▶ **INSTRUCTIONS FOR THE TASK**
Each record should be given back exactly, with none missing.

____

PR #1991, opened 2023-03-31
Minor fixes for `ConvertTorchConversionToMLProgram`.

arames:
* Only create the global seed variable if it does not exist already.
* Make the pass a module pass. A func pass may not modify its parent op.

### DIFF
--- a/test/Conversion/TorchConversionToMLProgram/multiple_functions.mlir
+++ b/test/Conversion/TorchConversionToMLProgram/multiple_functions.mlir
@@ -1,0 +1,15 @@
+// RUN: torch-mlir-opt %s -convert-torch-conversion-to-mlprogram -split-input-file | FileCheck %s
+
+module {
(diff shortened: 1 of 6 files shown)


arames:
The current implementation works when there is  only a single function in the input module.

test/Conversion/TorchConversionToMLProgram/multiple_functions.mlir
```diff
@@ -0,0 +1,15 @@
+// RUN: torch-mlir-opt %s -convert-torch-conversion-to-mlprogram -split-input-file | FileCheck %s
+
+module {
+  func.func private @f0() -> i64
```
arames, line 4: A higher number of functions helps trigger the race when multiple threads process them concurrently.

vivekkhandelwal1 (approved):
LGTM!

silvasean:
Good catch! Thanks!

____

▶ **RESULT FOR THIS TASK**
PR #1991, opened 2023-03-31
Minor fixes for `ConvertTorchConversionToMLProgram`.

arames:
* Only create the global seed variable if it does not exist already.
* Make the pass a module pass. A func pass may not modify its parent op.

### DIFF
--- a/test/Conversion/TorchConversionToMLProgram/multiple_functions.mlir
+++ b/test/Conversion/TorchConversionToMLProgram/multiple_functions.mlir
@@ -1,0 +1,15 @@
+// RUN: torch-mlir-opt %s -convert-torch-conversion-to-mlprogram -split-input-file | FileCheck %s
+
+module {
(diff shortened: 1 of 6 files shown)


arames:
The current implementation works when there is  only a single function in the input module.

test/Conversion/TorchConversionToMLProgram/multiple_functions.mlir
```diff
@@ -0,0 +1,15 @@
+// RUN: torch-mlir-opt %s -convert-torch-conversion-to-mlprogram -split-input-file | FileCheck %s
+
+module {
+  func.func private @f0() -> i64
```
arames, line 4: A higher number of functions helps trigger the race when multiple threads process them concurrently.

vivekkhandelwal1 (approved):
LGTM!

silvasean:
Good catch! Thanks!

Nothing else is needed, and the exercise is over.